Question about Judging the Authorities


Question: I’m having difficulty with how to respond to people who judge the general authorities of the church based on what the scriptures are saying about our day, and also how to respond when I see the church, its representatives or affiliates withholding the same privileges they give to others from those who search the scriptures to learn of themselves. Is there a right and a wrong way to deal with this?

Answer: Let’s be clear that searching the scriptures and searching the words of Isaiah is the Lord’s commandment to all who love him. And if they truly love him, that is what they do (John 14:15, 21). Searching, moreover, goes far beyond reading or studying and has its own special blessing that only those who make this a practice can know. Second, it is God’s will that “every man warn his neighbor, in mildness and in meekness,” so that “they are left without excuse, and their sins are upon their own heads” (Doctrine & Covenants 38:41; 88:81–82).

What members of the church do with what they discover the scriptures are saying of our day, however, can go different ways. If they turn around and judge or accuse the general authorities of the church based on what they read and understand—imputing they are guilty of this or that wrongful policy or have fallen away from God or from his truth—then they are guilty of a sin of commission just as those who don’t search the scriptures are guilty of (1) a sin of omission, and (2) of commission too if they judge others based on their own ignorance of the scriptures.

Didn’t Jesus say, “Judge not, that ye be not judged. For with what judgment ye judge, ye shall be judged: and with what measure ye mete, it shall be measured to you again” (Matthew 7:1–2). Did David “lift his heel” against Saul, the Lord’s anointed, even when he himself had been anointed to replace Saul and when he knew Saul’s intent was to kill him? (1 Samuel 26:1–12)? But if those who search the scriptures learn the prophecies of our day and warn others of them, then that accords with Jesus’ admonition to search the scriptures and also warn their neighbor.

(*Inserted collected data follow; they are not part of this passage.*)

PR #2649, opened 2022-02-26
Parallelize `tox` invocations

portante:
Parallelize the python & legacy unit tests

We add the use of `pytest-xdist`, which allows us to pick the level of parallelism via the `-n` switch.  By default we use `-n auto` where it determines the parallelism to use based on the number of CPUs.

Use `parallel` to run all the legacy tests.  Each agent legacy sub-test is run as a separate parallel job, and then all the server tests are individually run through GNU `parallel`.

To facilitate the use of `parallel` for the server legacy tests, we break out the core server test harness out into a separate script. This helps to isolate the way tests are run from how the parallelism is achieved.

We also take the opportunity to use `local` in the various `bash` scripts, and make variable references consistent.

Finally, we address `mkdir -p` usage to remove its use, where possible, to ensure setup was performed without any hidden, or unexpected, directory creation, while fixing a problem in the server unit tests where the `common` directory was created but not used.

### DIFF
--- a/exec-unittests
+++ b/exec-unittests
@@ -6,7 +6,7 @@
 # For now we ignore the tox environment directory argument.
 _toxenvdir="${1}"
 if [[ -z "${_toxenvdir}" ]]; then
-    printf -- "Missing required tox environment directory." >&2
+    printf -- "Missing required tox environment directory.\n" >&2
     exit 2
 fi
 shift
@@ -31,25 +31,56 @@ fi
 subtst="${1}"
 shift
 
-# Remaining positional arguments past along to whatever test is run.
+# Remaining positional arguments passed along to whatever test is run.
 posargs="${@}"
+
+parallel=${PBENCH_UNITTEST_PARALLEL:-auto}
+if [[ "${parallel}" == "serial" ]]; then
+    para_jobs_arg="-j 1"
+    pytest_jobs_arg="-n 1"
+elif [[ "${parallel}" == "auto" ]]; then
+    para_jobs_arg=""
+    pytest_jobs_arg="-n auto"
+else
+    printf -- "Unrecognized PBENCH_UNITTEST_PARALLEL environment variable value, '%s'\n" "${parallel}" >&2
+    exit 2
+fi
 
 function _time {
     /usr/bin/time --format="\n\nCommand: '%C'\nExit status: %x\nTimings: user %Us, system %Ss, elapsed %es (%E, %P)\nMemory: max RSS %Mk, minor pf: %R, major pf: %F, swaps %W\nContext switches: inv %c, vol %w, signals %k\nI/O: fs in %I, fs out %O, socket in %r, socket out %s\n" ${@}
 }
 
 function run_legacy {
-    printf -- "\n\n\nRunning %s/%s legacy unit tests\n\n" "${1}" "${2}"
     local _rc
-    _time ${1}/${2}/unittests ${posargs}
+    local _major
+    local _subtst
+
+    _major=${1}
+    shift
+    _subtst=${1}
+    shift
+
+    printf -- "\n\n\nRunning %s/%s legacy unit tests\n\n" "${_major}" "${_subtst}"
+    _time ${_major}/${_subtst}/unittests ${@}
     _rc=${?}
     if [[ ${_rc} -ne 0 ]]; then
-        printf -- "\n%s %s legacy unit tests failed with '%s'\n\n" "${1^}" "${2}" "${_rc}"
+        printf -- "\n%s %s legacy unit tests failed with '%s'\n\n" "${_major^}" "${_subtst}" "${_rc}"
     else
-        printf -- "\n%s %s legacy unit tests succeeded\n\n" "${1^}" "${2}"
+        printf -- "\n%s %s legacy unit tests succeeded\n\n" "${_major^}" "${_subtst}"
     fi
     return ${_rc}
 }
+
+function para_run_legacy {
+    # When we want to use the `run_legacy` function with `parallel`, we have a
+    # problem because the command line arguments are passed as one long
+    # string.  So this jump function breaks up the arguments and invokes
+    # `run_legacy` as expected.
+    run_legacy ${1}
+}
+
+# Export functions for use with `parallel` below.
+export -f para_run_legacy run_legacy _time
 
 rc=0
 
@@ -74,6 +105,7 @@ if [[ -z "${subtst}" || "${subtst}" == "python" ]]; then
     printf -- "\n\n\nRunning %s python3-based unit tests via pytest\n\n" "${major_list// /,}"
     _pbench_sources=$(python3 -c 'import inspect, pathlib, pbench; print(pathlib.Path(inspect.getsourcefile(pbench)).parent.parent)')
     _PBENCH_COV_DIR="${_toxenvdir}/cov" _time pytest \
+        ${pytest_jobs_arg} \
         --basetemp="${_toxenvdir}/tmp" \
         --cov=${_pbench_sources} \
         --cov-branch \
@@ -91,28 +123,41 @@ fi
 
 _subtst_list="tool-scripts/datalog tool-scripts/postprocess tool-scripts util-scripts bench-scripts"
 
+_para_jobs_file="${_toxenvdir}/agent-legacy-jobs.lis"
+trap "rm -f ${_para_jobs_file}" EXIT INT TERM
+
 let count=0
 for _major in ${major_list}; do
     if [[ "${_major}" == "agent" ]]; then
+        # The parallel program is really cool.  The usage of `parallel` is
+        # internal and automated; only test code depends on this tool, and we,
+        # as developers, have viewed the citation and are justified in
+        # suppressing future displays of it in our development processes (use of
+        # --will-cite below).
+
         for _subtst in ${_subtst_list}; do
-            if [[ -z "${subtst}" || "${subtst}" == "$(basename ${_subtst})" ]]; then
+            if [[ "${subtst:-legacy}" == "legacy" || "${subtst}" == "$(basename ${_subtst})" ]]; then
+                echo "${_major} ${_subtst} ${posargs}"
                 (( count++ ))
-                run_legacy ${_major} ${_subtst} ${posargs} || rc=1
             fi
-        done
+        done > ${_para_jobs_file}
+        parallel --will-cite -k --lb -a ${_para_jobs_file} ${para_jobs_arg} para_run_legacy
+        if [[ ${?} -ne 0 ]]; then
+            rc=1
+        fi
     elif [[ "${_major}" == "server" ]]; then
         if [[ -z "${subtst}" || "${subtst}" == "legacy" ]]; then
             (( count++ ))
             run_legacy ${_major} bin ${posargs} || rc=1
         fi
     else
-        printf -- "Logic bomb!  Unrecognized major test sub-set, '%s'" "${_major}" >&2
+        printf -- "Logic bomb!  Unrecognized major test sub-set, '%s'\n" "${_major}" >&2
         rc=1
     fi
 done
 
 if [[ ${count} -eq 0 && "${subtst}" != "python" ]]; then
-    printf -- "Error - unrecognized sub-test, '%s'" "${subtst}" >&2
+    printf -- "Error - unrecognized sub-test, '%s'\n" "${subtst}" >&2
     rc=1
 fi
 
--- a/server/bin/unittests
+++ b/server/bin/unittests
@@ -1,5 +1,8 @@
 #!/bin/bash
 
+# Main unit/functional test driver for server legacy tests.  All the actual
+# test running code is located in `utils/run-unittest`.
+
 # We force the umask to a common value so that unit test output matches on all
 # platforms (well, mostly matches on all platforms).
 umask 0002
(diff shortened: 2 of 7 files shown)


dbutenhof (commented):
A lot to unpack here, but I'll drop some initial comments and look again later...

portante (commented):
Updated with a rebase on PR #2551, which in turn, is based on PR #2663 now.  So Most of the files being changed here are from those PRs.  Once those two PRs land, and this PR is rebase directly on `main`, we'll be ready for a review.

The PR will still have multiple commits in order to facilitate making the reviews "easier".

portante:
Now that PR #2551 and #2663 were merged, we have one other PR we need merged first, PR #2682.

portante (commented):
One #2682 lands we'll be ready for this PR to be reviewed.

portante (commented):
Ready for review!

exec-unittests
```diff
@@ -102,25 +132,45 @@ _subtst_list="tool-scripts/datalog tool-scripts/postprocess tool-scripts util-sc
 let count=0
 for _major in ${major_list}; do
     if [[ "${_major}" == "agent" ]]; then
+        # The parallel program is really cool, but what a pain that it posts this
+        # citation request.
```
dbutenhof, line 136: Yikes!

> --citation
> Print the citation notice and BibTeX entry for GNU parallel, silence citation notice for all future runs, and exit. It will not run any commands.
> 
> If it is impossible for you to run --citation you can instead use --will-cite, which will run commands, but which will only silence the citation notice for this single run.
> 
> If you use --will-cite in scripts to be run by others you are making it harder for others to see the citation notice. The development of GNU parallel is indirectly financed through citations, so if your users do not know they should cite then you are making it harder to finance development. However, if you pay 10000 EUR, you have done your part to finance future development and should feel free to use --will-cite in scripts.
> 
> If you do not want to help financing future development by letting other users see the citation notice or by paying, then please consider using another tool instead of GNU parallel. You can find some of the alternatives in man parallel_alternatives.
> 

Can we use `--will-cite`??

dbutenhof (approved):
The massive code relocations are difficult to review, but I'm assuming it's really just moved and I didn't review those commits line by line.

The GNU parallel "citation" adware is annoying, but that's kinda GNU; would the documented `--will-cite` be cleaner than manually touching a file you presumably expect it to use to track this?

exec-unittests
```diff
@@ -39,24 +39,54 @@ if [[ -n ${PBENCH_UNITTEST_PARALLEL} ]]; then
...
 
 function _time {
     /usr/bin/time --format="\n\nCommand: '%C'\nExit status: %x\nTimings: user %Us, system %Ss, elapsed %es (%E, %P)\nMemory: max RSS %Mk, minor pf: %R, major pf: %F, swaps %W\nContext switches: inv %c, vol %w, signals %k\nI/O: fs in %I, fs out %O, socket in %r, socket out %s\n" ${@}
 }
 
 function run_legacy {
-    printf -- "\n\n\nRunning %s/%s legacy unit tests\n\n" "${1}" "${2}"
     local _rc
-    _time ${1}/${2}/unittests ${posargs}
+    local _posargs
```
webbnh, line 59: Is `_posargs` being used?  (Should it be?  🙂)

exec-unittests
```diff
@@ -102,25 +132,45 @@ _subtst_list="tool-scripts/datalog tool-scripts/postprocess tool-scripts util-sc
...
             fi
         done
+        for _subtst in ${_subtst_list}; do
+            if [[ -z "${subtst}" || "${subtst}" == "$(basename ${_subtst})" ]]; then
+                echo ${_major} ${_subtst} ${posargs}
+            fi
+        done | parallel -k ${para_jobs_arg} para_run_legacy
+        if [[ ${?} -ne 0 ]]; then
+            rc=${?}
+        fi
```
webbnh, line 160: I think we should be setting `rc` to `1`, here -- aside from the fact that we probably don't care _how many_ jobs failed, the fact that it might be overwritten with a different, subsequent failure value means that we cannot count on it being representative of more than a single bit of resolution.

server/bin/unittests
```diff
@@ -327,34 +331,16 @@ else
...
-
-trap "kill -KILL -${$}" INT TERM QUIT
+# The parallel program is really cool, but what a pain that it posts this
+# citation request.
+if [[ -z "${HOME}" ]]; then
+    # If `HOME` is not set, the `parallel` program looks here. Don't ask.
+    _para_dir=/tmp/.parallel
+else
+    _para_dir=${HOME}/.parallel
+fi
```
webbnh, line 341: Perhaps
```
_para_dir=${HOME:-/tmp/}.parallel
```

server/bin/unittests
```diff
@@ -365,28 +351,18 @@ for testname in ${tests}; do
...
-        report_test_result ${testname}
-        if [[ ${?} -ne 0 ]]; then
-            let failures=${failures}+1
+        cmd=${cmds[${testname}]}
+        if [[ -n "${cmd}" ]]; then
+            echo "${testname} ${cmd}"
         fi
-    done
+    done | parallel -k ${jobs_arg} ${_tdir}/utils/run-unittest
+    failures=${?}
```
webbnh, line 365: I think that, if `$?` is non-zero, we should set `failures` to `1` rather than copying the exit value of `parallel`.

server/bin/utils/run-unittest
```diff
@@ -580,8 +581,29 @@ function _run_test {
     _dump_logs
     _verify_output ${testname}
     _reset_state ${testname}
-    return 0
+
+    pass_or_fail=$(cat ${_testres})
```
webbnh, line 585: I think `$(<` is preferable to `$(cat`.

Ditto for lines 587 and 601.

server/bin/utils/run-unittest
```diff
@@ -580,8 +581,29 @@ function _run_test {
...
+    if [[ ${pass_or_fail} == "PASS" ]]; then
+        echo "${pass_or_fail} - ${testname} ($(cat ${_testdur}))"
+        rm ${_testres}
+        rm -f ${_testdur}
+        rm -f ${_test_db}
+        rmdir ${_testroot}
```
webbnh, line 591: Do you really want all of these in separate commands?  Given that this is the `PASS` case, wouldn't `rm -rf ${_testroot}` do what we want?  If not, can't we combine the first three into a single command?...why does the first omit the `-f`?

server/bin/utils/run-unittest
```diff
@@ -580,8 +581,29 @@ function _run_test {
...
+        if [[ -e ${_testdiff} ]]; then
+            cat ${_testdiff}
+        else
+            echo "+++"
+            echo "*** ${testname} failed with no output"
+            echo "---"
+        fi
+        echo "FAIL - ${testname} ($(cat ${_testdur}))"
+        res=1
+        rm -f ${_testdur}
```
webbnh, line 603: What about `_testres` and/or `_test_db`?

webbnh (dismissed):
Just small stuff.

exec-unittests
webbnh: I feel like we should expand this code comment to point out that this usage of `parallel` is internal and automated; that we are not distributing product code which depends on this tool; and that we, as developers, have viewed the citation and therefore are justified suppressing future displays of it in our development processes.

portante:
FWIW, I kicked off a rebuild of the Jenkins job and it completed and updated the job status.

server/bin/unittests
```diff
@@ -15,605 +18,31 @@ unset _PBENCH_AGENT_CONFIG
...
-    rm -rf $_testroot/opt
-    if [[ -d $_testroot/opt ]]; then
-        echo "ERROR: unable to remove opt hierarchy" >&2
-        exit 1
-    fi
+    echo ${WORK}
 }
+PATH=$(remove_path /opt/pbench-server/bin ${PATH})
+PATH=$(remove_path /opt/pbench-agent/bench-scripts ${PATH})
+export PATH=$(remove_path /opt/pbench-agent/util-scripts ${PATH})
```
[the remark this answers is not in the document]
portante: This is existing code, but will add a comment.

server/bin/utils/run-unittest
```diff
@@ -0,0 +1,587 @@
...
+export _tlib=${_tdir}/../lib
+
+function _run {
+    tname=${1}
+    shift
+    if [[ -z "${@}" ]]; then
+        echo "+++ Running ${tname}" >> ${_testout}
+    else
+        echo "+++ Running ${tname} ${@}" >> ${_testout}
+    fi
```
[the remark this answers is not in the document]
portante: I was trying to avoid disturbing the gold files which fail when the extra space is added.

server/bin/utils/run-unittest
```diff
@@ -583,5 +531,57 @@ function _reset_state {
...
+    mkdir -p $_testroot
+    if [[ ! -d $_testroot ]]; then
+        echo "ERROR: failed to create test root directory, \"$_testroot\"" >&2
+        exit 1
+    fi
+    rm -rf $_testroot/*
+    if [[ $? -gt 0 ]]; then
+        echo "ERROR: failed to empty test root directory, \"$_testroot\"" >&2
+        exit 1
+    fi
```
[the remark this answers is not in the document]
portante: Fixed in a later commit.

exec-unittests
```diff
@@ -39,24 +39,54 @@ if [[ -n ${PBENCH_UNITTEST_PARALLEL} ]]; then
...
     local _rc
-    _time ${1}/${2}/unittests ${posargs}
+    local _posargs
+    local _major
+    local _subtst
+
+    _major=${1}
+    shift
+    _subtst=${1}
+    shift
```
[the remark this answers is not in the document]
portante: We ran into this in the past, I believe.  If you have `shift 2` but don't have two arguments then the behavior is odd.

exec-unittests
```diff
@@ -102,25 +132,45 @@ _subtst_list="tool-scripts/datalog tool-scripts/postprocess tool-scripts util-sc
...
             if [[ -z "${subtst}" || "${subtst}" == "$(basename ${_subtst})" ]]; then
                 (( count++ ))
-                run_legacy ${_major} ${_subtst} ${posargs} || rc=1
             fi
         done
+        for _subtst in ${_subtst_list}; do
+            if [[ -z "${subtst}" || "${subtst}" == "$(basename ${_subtst})" ]]; then
+                echo ${_major} ${_subtst} ${posargs}
+            fi
+        done | parallel -k ${para_jobs_arg} para_run_legacy
```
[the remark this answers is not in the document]
portante: You can't, which is what the comment refers to.  If you combine the loops the count is lost because it is executed in a sub-shell.

server/bin/utils/run-unittest
portante: We wanted to see when things were left around or something was missing.  In particular, the `rmdir` should be cleaning up an empty directory.

server/bin/utils/run-unittest
portante: Yes, so that one can go back and look at the data related to the failure.

exec-unittests
```diff
@@ -74,7 +80,9 @@ if [[ -z "${subtst}" || "${subtst}" == "python" ]]; then
     printf -- "\n\n\nRunning %s python3-based unit tests via pytest\n\n" "${major_list// /,}"
     _pbench_sources=$(python3 -c 'import inspect, pathlib, pbench; print(pathlib.Path(inspect.getsourcefile(pbench)).parent.parent)')
     _PBENCH_COV_DIR="${_toxenvdir}/cov" _time pytest \
+        -n ${parallel} \
         --basetemp="${_toxenvdir}/tmp" \
+        --confcutdir=".." \
```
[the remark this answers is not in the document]
portante: Removing this did not change test behavior and they all passed.

server/bin/utils/run-unittest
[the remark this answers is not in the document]
portante: Tests failed with white-space mismatch.  Would rather not fix that in this commit since this code is just a move of the existing behavior.

exec-unittests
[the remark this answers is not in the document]
dbutenhof: > n must be a non-negative number less than or equal to $#.  If n is 0, no parameters are changed.  If n is not given, it is assumed  to  be  1.   _If  n  is greater than $#, the positional parameters are not changed._

exec-unittests
```diff
@@ -94,25 +126,45 @@ _subtst_list="tool-scripts/datalog tool-scripts/postprocess tool-scripts util-sc
...
+        # The parallel program is really cool.  The usage of `parallel` is
+        # internal and automated; we are not disturbing product code to depend
+        # on this tool, and we, as developers, have viewed the citation and are
+        # justified in suppressing future displays of it in our development
+        # processes.
+        #
+        # If `HOME` is not set, the `parallel` program looks here. Don't ask.
+        _para_dir=${HOME:-/tmp}/.parallel
+        mkdir -p ${_para_dir}
+        touch ${_para_dir}/will-cite
```
dbutenhof, line 138: So did `--will-cite` not work? Is there documentation somewhere about creating this `will-cite` marker file? (I didn't find any, although `parallel` seems to try very hard to be opaque about suppressing the nagware.) Otherwise, it seems something like `alias parallel='parallel --will-cite'` would have been cleaner.

server/bin/unittests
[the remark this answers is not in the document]
dbutenhof: Really? I'd looked through the old code but didn't find it. In any case, thanks. 👍🏻

dbutenhof (dismissed):

server/bin/unittests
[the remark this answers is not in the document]
portante: See https://github.com/distributed-system-analysis/pbench/blob/main/server/bin/unittests#L44.

exec-unittests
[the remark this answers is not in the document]
webbnh: > If n is greater than $#, the positional parameters are not changed.

Oh, urk.

So, then...
```
    _major=${1}
    _subtst=${2}
    shift; shift
```
🤪

dbutenhof (approved):
Nice!

exec-unittests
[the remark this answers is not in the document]
webbnh: Well, gosh!

OK, I propose more specific wording for the comment, then.  E.g., something like
```
        # Count what we _will_ do since the `for` command which drives the
        # `parallel` command below will be run in a sub-shell (because it is
        # part of a "pipeline") which will make changes to `count` unavailable.
```

Alternatively, we could build the list and count it in a single loop, and then invoke `parallel` separately:
```
        let count=0
        test_list=""
        for _subtst in ${_subtst_list}; do
            test_list+="${_major} ${_subtst} ${posargs}"$'\n'
            (( count++ ))
        done
        parallel --lb -k ${para_jobs_arg} para_run_legacy <<< ${test_list}
```

exec-unittests
```diff
@@ -132,31 +126,26 @@ _subtst_list="tool-scripts/datalog tool-scripts/postprocess tool-scripts util-sc
...
-        else
-            _para_dir=${HOME}/.parallel
-        fi
-        mkdir -p ${_para_dir}
-        touch ${_para_dir}/will-cite
+        # The parallel program is really cool.  The usage of `parallel` is
+        # internal and automated; we are not disturbing product code to depend
+        # on this tool, and we, as developers, have viewed the citation and are
+        # justified in suppressing future displays of it in our development
+        # processes (use of --will-cite below).
```
webbnh, line 133: s/disturbing/distributing/  😁

Also, I would change "to depend" to "which depends".

server/bin/utils/run-unittest
```diff
@@ -0,0 +1,607 @@
...
+        echo "ERROR: unable to remove opt hierarchy" >&2
+        exit 1
+    fi
+}
+
+function _run_test {
+    # What it takes to run one test
+    local testname=${1}
+    local cmd=${2}
+    shift 2
```
webbnh, line 542: As noted elsewhere, the `shift 2` is potentially problematic...should we replace it with `shift; shift`?

server/bin/utils/run-unittest
```diff
@@ -0,0 +1,607 @@
...
+
+    export _testroot="${_testbase}/${testname}"
+    rm -rf ${_testroot}
+    mkdir -p ${_testroot}
```
webbnh, line 546: How are we feeling today about the `-p`?  (I have no problem with it, but lately we've been removing it elsewhere.)

webbnh (approved):
Looks good; there are just nits remaining:
- in a couple of places, `shift 2` vs. `shift; shift` or separate shifts;
- some typos and other editorials in code comments; and,
- some other questions/suggestions.

server/bin/utils/run-unittest
portante: This is case it is not because `server/bin/unittests` always/must invoke `run-unittest` with the test name and the command to run, the additional arguments are optional.

server/bin/utils/run-unittest
portante: Okay, so because of this prompt, I looked at the other uses of `mkdir -p` and found that we were unnecessarily creating a `common` directory.  I've added a separate commit that addresses that along with removing the remaining uses of `mkdir -p` that hide errors.

dbutenhof (dismissed):

dbutenhof (dismissed):

webbnh (dismissed):
I think you may have removed a `-p` which we would be better to keep, and I think the wording in the `parallel` comment should have a tweak...but, we can negotiate on those.  Also, I'm still wondering what your thoughts are on a simplification that I offered in the last round.

exec-unittests
```diff
@@ -132,31 +126,26 @@ _subtst_list="tool-scripts/datalog tool-scripts/postprocess tool-scripts util-sc
...
 
         # Count what we will do since an implicit sub-shell is used when
         # piping `parallel` below.
         for _subtst in ${_subtst_list}; do
-            if [[ -z "${subtst}" || "${subtst}" == "$(basename ${_subtst})" ]]; then
+            if [[ -z "${subtst}" || "${subtst}" == "legacy" || "${subtst}" == "$(basename ${_subtst})" ]]; then
```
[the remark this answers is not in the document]
webbnh: Sounds good; so what do you think of the simplification I offered above?

server/bin/utils/run-unittest
```diff
@@ -243,47 +243,47 @@ function _create_user {
 function _setup_state {
     local rc=0
     local res=0
-    mkdir -p ${_testopt}/unittest-scripts/
+    mkdir ${_testroot}/opt
     let res=res+${?}
-    mkdir -p ${_testopt_sat}/unittest-scripts/
+    mkdir ${_testopt} ${_testopt_sat}
```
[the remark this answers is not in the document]
portante: I believe the `-p` will hide unexpected directory creations that should have been properly setup.

And yes one can argue that the relationship is setup elsewhere, but it is really this script, and so I'll create a proper variable to encapsulate that.

dbutenhof (dismissed):

dbutenhof (dismissed):

portante (commented):
Just removed the commits used to verify Jenkins integration was working.

dbutenhof (dismissed):
Maybe for the final time? 😆

jenkins/branch.name
```diff
@@ -1 +1 @@
-main
+tox-parallel
```
dbutenhof, line 1: OK, I guess we're *not* done yet...

webbnh (approved):
Good to go...except for the "DO NOT MERGE" commit.

webbnh:
Oh, and, can we have a better description for the PR than "TBD"?  😀

webbnh (approved):
👍

dbutenhof (approved):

As for those who judge the authorities based on what the scriptures say of our day; or who judge the church and its affiliates who are poorly disposed toward those who search the scriptures and voice warnings, we see that neither response serves its makers. Instead, we are counselled to forgive affronts and love others the same. Didn’t Jesus predict that many would be “offended and shall betray one another” (Matthew 24:10). But he also advised, “Resist not evil, but whosoever shall smite thee on thy right cheek, turn to him the other also” (Matthew 5:39).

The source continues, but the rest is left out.